Exercise goal → Reproduce every record exactly as written.

Source records →
Segment Open

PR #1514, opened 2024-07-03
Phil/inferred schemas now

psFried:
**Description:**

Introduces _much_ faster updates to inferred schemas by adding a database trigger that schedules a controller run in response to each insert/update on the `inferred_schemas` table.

Segment Closed

Reply to the exercise →
PR #1514, opened 2024-07-03
Phil/inferred schemas now

psFried:
**Description:**

Introduces _much_ faster updates to inferred schemas by adding a database trigger that schedules a controller run in response to each insert/update on the `inferred_schemas` table.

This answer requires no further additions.